(Stored items)

»»

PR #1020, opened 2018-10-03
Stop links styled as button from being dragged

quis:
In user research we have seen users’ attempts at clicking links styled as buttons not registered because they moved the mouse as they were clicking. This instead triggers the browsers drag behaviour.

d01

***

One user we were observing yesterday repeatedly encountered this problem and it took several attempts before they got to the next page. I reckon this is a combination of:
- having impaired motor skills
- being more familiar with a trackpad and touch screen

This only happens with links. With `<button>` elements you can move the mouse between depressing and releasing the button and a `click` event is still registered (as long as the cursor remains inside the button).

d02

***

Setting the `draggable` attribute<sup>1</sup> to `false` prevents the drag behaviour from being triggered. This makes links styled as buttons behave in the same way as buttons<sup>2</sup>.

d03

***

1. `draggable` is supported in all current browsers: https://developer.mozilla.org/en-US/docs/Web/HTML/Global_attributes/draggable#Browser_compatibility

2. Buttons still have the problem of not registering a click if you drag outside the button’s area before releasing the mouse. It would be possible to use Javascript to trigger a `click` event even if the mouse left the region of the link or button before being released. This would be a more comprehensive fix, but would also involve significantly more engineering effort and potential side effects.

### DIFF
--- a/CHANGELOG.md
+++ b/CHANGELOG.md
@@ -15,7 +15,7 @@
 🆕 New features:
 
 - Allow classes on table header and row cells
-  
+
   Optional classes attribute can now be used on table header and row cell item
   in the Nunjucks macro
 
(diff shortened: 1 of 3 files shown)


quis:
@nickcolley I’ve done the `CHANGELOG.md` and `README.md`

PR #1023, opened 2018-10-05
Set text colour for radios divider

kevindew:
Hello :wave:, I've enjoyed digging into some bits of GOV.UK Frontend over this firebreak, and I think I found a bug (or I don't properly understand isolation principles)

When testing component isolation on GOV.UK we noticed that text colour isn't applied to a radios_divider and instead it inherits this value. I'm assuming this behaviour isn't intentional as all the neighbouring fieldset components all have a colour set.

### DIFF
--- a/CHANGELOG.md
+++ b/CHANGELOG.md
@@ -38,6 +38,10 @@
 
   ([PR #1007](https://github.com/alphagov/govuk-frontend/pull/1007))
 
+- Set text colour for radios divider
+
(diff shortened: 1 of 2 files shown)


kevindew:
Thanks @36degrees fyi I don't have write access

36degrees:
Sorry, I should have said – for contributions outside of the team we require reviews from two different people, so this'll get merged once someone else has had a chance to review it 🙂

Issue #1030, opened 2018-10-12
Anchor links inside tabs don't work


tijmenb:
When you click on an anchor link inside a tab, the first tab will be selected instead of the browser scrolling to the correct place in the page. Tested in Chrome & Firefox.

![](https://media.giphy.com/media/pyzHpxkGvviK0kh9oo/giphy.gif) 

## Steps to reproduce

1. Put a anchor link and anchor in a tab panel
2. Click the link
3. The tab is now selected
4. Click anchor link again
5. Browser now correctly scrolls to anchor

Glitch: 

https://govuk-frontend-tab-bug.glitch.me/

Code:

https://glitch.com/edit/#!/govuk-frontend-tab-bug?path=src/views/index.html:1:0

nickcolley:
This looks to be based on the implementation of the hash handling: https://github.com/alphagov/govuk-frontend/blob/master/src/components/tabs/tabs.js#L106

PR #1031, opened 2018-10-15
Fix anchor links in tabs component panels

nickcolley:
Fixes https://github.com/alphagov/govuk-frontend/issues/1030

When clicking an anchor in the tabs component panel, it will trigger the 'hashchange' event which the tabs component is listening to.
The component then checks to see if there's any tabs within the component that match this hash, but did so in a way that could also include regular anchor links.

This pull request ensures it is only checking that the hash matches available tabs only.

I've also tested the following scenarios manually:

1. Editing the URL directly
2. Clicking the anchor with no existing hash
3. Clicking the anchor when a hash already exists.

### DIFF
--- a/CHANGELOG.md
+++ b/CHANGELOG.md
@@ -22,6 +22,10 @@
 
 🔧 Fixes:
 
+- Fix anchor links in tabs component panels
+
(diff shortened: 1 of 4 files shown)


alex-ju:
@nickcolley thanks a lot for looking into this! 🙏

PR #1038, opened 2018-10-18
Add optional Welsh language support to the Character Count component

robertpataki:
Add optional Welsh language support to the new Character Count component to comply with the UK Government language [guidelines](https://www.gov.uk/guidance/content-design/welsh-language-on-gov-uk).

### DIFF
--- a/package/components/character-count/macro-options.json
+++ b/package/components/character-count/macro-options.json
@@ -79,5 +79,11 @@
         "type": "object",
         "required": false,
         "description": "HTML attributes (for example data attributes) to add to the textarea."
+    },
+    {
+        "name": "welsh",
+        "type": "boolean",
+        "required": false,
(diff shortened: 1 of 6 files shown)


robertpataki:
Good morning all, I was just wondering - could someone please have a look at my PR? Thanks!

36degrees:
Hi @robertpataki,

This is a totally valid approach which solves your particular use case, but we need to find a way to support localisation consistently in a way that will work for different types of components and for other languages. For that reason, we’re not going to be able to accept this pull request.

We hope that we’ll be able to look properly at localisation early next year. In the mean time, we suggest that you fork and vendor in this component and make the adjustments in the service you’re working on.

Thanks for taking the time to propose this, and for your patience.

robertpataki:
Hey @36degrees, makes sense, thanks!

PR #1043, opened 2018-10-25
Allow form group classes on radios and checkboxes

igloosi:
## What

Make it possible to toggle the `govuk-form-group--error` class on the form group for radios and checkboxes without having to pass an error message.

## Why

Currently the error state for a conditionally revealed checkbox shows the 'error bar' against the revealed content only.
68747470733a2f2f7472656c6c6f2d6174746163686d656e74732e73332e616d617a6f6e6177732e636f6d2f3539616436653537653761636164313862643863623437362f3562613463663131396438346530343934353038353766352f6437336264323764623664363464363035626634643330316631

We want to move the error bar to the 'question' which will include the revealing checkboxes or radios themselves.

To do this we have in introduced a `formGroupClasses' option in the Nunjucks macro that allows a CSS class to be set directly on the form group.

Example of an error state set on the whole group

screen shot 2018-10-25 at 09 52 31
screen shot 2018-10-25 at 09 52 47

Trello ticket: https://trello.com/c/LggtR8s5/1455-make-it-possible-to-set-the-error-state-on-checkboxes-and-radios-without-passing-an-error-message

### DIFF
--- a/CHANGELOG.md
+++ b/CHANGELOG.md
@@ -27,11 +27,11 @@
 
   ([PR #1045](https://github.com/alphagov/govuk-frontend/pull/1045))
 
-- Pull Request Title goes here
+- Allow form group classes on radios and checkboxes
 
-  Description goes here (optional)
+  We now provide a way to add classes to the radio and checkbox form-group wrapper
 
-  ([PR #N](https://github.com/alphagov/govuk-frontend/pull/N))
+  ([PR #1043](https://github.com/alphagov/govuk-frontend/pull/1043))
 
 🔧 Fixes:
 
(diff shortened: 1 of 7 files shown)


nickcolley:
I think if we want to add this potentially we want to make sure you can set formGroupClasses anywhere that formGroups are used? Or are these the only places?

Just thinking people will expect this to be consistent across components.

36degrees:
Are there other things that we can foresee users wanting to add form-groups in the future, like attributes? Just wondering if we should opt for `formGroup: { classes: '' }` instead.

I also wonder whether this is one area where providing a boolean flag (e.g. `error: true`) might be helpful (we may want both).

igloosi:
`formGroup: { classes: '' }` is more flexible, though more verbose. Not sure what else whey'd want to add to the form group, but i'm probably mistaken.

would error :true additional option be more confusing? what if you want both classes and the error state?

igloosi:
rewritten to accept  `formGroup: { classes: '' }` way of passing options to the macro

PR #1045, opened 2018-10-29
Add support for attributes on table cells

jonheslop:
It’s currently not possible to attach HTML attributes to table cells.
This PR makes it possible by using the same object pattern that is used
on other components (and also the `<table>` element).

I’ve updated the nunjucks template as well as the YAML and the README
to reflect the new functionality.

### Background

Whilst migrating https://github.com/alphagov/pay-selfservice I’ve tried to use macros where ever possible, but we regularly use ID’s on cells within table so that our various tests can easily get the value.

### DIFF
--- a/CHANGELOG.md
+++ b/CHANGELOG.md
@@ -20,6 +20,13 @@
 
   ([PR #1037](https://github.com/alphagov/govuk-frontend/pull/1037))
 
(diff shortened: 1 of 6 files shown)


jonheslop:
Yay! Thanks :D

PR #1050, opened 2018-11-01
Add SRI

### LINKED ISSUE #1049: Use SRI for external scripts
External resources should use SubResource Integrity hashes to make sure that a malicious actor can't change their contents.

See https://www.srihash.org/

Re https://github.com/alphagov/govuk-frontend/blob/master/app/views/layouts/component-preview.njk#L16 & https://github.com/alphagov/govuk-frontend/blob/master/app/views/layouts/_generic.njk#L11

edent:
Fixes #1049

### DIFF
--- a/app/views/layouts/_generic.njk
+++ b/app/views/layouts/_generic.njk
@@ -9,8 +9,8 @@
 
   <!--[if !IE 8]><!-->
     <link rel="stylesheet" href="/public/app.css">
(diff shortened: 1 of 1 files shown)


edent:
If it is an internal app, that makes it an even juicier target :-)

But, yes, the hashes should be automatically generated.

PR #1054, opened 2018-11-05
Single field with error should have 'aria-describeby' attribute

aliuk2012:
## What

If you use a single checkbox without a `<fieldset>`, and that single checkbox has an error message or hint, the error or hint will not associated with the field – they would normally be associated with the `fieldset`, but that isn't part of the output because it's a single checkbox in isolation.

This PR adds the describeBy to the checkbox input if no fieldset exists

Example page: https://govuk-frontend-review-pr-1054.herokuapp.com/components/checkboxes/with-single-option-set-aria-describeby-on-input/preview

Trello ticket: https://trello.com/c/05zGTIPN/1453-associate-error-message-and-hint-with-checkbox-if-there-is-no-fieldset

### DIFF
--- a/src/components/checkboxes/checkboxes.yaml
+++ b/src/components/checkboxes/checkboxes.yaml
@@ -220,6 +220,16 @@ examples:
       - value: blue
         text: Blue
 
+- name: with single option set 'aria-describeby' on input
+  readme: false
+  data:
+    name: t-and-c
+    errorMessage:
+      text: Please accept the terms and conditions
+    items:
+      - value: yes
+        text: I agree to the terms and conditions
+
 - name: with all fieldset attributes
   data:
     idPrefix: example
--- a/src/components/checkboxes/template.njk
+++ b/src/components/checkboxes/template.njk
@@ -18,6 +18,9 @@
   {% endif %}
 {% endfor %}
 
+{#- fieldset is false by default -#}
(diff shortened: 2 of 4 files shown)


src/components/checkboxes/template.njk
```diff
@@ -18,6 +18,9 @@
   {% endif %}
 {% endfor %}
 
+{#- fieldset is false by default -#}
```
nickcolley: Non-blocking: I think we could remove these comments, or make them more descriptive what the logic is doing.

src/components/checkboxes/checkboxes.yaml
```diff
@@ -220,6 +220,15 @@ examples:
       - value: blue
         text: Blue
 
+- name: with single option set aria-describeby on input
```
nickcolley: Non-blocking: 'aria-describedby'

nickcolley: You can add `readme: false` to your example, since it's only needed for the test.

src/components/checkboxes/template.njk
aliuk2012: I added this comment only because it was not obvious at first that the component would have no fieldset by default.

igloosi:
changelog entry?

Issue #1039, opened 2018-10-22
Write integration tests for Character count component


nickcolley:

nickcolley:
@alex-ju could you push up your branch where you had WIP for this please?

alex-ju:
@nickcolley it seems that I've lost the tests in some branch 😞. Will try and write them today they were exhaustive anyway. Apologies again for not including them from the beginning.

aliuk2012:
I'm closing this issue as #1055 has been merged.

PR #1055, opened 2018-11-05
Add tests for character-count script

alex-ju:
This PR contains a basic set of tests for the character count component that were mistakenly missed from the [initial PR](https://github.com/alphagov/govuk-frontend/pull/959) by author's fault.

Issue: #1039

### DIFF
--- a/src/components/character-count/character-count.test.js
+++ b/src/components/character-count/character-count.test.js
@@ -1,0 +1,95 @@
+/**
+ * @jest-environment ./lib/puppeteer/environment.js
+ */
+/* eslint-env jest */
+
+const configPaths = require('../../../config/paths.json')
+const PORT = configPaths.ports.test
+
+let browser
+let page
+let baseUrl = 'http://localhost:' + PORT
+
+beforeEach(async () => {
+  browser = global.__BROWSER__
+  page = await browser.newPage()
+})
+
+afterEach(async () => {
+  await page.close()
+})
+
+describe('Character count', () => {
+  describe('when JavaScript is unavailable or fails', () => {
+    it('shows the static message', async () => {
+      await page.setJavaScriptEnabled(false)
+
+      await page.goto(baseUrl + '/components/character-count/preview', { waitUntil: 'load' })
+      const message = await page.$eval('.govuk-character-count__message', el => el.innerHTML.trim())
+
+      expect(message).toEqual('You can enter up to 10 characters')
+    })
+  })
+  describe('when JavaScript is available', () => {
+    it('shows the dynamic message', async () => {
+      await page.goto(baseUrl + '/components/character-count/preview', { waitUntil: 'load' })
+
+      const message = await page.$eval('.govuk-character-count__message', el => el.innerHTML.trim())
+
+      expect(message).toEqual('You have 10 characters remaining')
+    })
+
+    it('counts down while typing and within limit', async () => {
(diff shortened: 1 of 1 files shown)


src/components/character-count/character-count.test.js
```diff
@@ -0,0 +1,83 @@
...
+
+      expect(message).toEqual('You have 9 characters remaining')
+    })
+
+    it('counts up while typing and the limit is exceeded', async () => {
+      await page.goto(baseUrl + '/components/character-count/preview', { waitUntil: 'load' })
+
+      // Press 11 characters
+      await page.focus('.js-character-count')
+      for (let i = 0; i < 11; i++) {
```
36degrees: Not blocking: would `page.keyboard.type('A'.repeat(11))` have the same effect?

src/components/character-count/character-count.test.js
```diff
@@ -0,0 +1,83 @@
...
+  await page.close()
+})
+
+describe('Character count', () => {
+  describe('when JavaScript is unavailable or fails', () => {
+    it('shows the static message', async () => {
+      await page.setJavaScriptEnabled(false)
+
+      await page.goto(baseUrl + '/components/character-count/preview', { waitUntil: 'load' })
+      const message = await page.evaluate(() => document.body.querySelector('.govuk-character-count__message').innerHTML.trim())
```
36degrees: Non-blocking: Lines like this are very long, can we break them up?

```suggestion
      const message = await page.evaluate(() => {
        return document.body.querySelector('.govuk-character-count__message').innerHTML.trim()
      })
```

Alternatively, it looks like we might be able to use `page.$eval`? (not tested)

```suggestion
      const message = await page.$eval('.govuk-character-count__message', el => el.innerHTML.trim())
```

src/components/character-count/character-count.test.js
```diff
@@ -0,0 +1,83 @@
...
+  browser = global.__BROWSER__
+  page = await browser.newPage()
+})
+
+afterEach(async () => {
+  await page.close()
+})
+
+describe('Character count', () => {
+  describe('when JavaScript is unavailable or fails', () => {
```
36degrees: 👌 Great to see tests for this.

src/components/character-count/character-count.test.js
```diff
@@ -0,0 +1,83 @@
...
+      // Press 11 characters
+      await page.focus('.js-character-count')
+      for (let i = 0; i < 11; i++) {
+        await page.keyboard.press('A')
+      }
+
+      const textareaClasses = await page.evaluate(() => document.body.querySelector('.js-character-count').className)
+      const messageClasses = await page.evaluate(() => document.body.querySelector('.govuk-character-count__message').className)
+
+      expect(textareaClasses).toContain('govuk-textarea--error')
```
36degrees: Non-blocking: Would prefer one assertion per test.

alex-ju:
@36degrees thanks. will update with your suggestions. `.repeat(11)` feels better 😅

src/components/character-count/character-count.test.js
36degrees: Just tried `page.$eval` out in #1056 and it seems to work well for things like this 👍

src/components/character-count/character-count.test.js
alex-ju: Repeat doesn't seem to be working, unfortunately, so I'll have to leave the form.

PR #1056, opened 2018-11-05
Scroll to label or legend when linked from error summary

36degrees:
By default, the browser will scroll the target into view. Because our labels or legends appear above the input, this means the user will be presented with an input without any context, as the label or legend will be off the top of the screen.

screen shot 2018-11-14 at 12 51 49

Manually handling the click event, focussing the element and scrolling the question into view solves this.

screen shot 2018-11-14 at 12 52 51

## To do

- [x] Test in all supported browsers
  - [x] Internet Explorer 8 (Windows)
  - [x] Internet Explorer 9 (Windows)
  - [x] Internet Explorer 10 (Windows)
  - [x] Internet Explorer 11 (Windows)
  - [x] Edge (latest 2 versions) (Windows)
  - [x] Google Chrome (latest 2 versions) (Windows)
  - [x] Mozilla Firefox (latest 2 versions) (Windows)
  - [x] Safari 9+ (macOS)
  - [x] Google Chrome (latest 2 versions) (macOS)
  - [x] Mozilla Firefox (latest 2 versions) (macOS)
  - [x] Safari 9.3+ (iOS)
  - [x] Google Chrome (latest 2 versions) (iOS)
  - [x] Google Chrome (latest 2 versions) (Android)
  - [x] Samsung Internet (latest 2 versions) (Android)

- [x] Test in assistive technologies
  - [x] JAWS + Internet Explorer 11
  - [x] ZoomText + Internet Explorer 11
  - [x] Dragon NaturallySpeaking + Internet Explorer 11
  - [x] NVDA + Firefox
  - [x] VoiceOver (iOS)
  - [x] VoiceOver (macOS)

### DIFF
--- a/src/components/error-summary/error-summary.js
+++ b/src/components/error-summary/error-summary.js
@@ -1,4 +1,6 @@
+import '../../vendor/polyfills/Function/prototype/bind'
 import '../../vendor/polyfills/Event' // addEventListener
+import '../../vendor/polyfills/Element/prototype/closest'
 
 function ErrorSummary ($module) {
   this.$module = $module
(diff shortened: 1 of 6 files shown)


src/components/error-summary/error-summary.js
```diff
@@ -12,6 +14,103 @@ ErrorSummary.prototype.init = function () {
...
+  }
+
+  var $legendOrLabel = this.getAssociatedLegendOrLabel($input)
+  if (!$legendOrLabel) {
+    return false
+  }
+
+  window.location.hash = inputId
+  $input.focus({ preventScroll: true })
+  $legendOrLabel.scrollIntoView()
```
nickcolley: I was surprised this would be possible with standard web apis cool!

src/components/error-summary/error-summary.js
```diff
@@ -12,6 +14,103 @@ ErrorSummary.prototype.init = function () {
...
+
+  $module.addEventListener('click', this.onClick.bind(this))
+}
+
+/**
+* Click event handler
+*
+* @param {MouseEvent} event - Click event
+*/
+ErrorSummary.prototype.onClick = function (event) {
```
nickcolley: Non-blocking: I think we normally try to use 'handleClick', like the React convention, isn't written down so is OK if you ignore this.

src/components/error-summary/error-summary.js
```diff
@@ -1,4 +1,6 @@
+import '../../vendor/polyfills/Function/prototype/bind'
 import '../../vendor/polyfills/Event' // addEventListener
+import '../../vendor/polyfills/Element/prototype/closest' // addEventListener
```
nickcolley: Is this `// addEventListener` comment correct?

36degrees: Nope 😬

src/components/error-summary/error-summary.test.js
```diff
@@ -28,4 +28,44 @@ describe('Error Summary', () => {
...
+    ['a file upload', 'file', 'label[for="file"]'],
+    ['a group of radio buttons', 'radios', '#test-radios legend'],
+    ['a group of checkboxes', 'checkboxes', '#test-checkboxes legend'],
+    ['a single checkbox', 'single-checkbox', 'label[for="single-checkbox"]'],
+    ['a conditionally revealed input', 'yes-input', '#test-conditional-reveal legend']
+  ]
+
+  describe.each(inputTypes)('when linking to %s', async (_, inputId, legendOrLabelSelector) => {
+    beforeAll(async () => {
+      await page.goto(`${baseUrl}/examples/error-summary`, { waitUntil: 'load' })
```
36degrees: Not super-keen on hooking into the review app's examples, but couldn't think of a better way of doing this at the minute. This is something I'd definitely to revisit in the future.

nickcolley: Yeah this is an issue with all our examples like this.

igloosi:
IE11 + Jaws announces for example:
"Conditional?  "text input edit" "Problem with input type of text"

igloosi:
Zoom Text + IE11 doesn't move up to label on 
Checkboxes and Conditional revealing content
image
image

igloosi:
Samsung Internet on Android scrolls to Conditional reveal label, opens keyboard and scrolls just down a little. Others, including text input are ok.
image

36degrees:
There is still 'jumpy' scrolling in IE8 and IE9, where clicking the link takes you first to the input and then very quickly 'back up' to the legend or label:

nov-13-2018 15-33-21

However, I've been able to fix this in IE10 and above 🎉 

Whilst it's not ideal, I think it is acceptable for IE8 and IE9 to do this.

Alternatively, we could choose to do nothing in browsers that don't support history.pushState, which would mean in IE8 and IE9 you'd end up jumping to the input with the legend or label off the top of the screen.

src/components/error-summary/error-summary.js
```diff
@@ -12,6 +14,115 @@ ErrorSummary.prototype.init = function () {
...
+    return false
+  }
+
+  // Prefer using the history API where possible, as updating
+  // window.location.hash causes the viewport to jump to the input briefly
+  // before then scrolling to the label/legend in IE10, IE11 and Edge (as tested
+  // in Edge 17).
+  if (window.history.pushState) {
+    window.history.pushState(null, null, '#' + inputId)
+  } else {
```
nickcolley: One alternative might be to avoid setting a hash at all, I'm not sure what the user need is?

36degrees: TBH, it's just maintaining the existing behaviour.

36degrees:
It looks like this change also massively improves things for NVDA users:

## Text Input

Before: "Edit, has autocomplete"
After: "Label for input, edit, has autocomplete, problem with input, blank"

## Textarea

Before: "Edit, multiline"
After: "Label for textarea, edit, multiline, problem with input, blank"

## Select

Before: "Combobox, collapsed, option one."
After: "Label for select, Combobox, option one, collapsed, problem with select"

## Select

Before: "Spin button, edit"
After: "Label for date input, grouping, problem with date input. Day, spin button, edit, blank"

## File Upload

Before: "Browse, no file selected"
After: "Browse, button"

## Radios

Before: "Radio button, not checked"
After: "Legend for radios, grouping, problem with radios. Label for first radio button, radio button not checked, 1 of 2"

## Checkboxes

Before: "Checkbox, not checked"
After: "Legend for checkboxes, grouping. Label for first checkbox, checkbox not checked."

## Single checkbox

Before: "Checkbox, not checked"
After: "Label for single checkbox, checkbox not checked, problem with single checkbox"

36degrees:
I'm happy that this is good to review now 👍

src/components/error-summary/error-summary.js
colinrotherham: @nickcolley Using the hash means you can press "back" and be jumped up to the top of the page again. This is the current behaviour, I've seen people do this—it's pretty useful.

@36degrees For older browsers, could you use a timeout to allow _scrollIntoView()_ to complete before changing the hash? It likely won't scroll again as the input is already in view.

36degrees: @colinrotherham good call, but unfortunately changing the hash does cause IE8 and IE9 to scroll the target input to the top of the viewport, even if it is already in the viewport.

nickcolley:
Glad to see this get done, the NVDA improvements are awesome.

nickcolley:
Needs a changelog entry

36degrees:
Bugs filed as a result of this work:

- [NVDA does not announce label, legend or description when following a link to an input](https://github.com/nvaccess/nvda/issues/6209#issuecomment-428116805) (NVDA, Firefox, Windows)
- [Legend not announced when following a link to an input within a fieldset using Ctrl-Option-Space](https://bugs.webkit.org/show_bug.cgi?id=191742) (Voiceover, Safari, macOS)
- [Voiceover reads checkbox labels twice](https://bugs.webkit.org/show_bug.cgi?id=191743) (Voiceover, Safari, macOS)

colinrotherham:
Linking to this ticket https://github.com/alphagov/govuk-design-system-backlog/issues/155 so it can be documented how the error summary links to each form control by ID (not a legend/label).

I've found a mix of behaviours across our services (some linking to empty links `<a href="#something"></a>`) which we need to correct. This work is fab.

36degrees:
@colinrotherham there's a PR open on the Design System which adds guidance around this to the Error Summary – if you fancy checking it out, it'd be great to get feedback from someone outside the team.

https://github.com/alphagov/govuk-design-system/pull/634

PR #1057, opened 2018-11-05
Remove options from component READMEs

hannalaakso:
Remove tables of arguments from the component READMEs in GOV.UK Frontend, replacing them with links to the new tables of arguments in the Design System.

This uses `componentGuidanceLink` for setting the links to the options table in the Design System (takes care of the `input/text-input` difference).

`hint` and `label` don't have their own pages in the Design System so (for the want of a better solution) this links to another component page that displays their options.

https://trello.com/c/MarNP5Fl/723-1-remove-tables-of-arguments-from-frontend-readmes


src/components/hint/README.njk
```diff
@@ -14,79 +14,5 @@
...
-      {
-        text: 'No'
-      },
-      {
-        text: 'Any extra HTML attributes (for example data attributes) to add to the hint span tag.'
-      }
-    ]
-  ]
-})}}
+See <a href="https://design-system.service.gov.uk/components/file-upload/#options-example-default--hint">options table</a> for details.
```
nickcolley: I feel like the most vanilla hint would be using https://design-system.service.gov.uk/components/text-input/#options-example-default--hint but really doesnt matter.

««

■ **WORK INSTRUCTIONS**:
Find the word "same" in the entries above and gather every line that holds it.

■ **SOLVED EXERCISE**:
Setting the `draggable` attribute<sup>1</sup> to `false` prevents the drag behaviour from being triggered. This makes links styled as buttons behave in the same way as buttons<sup>2</sup>.
This PR makes it possible by using the same object pattern that is used
36degrees: Not blocking: would `page.keyboard.type('A'.repeat(11))` have the same effect?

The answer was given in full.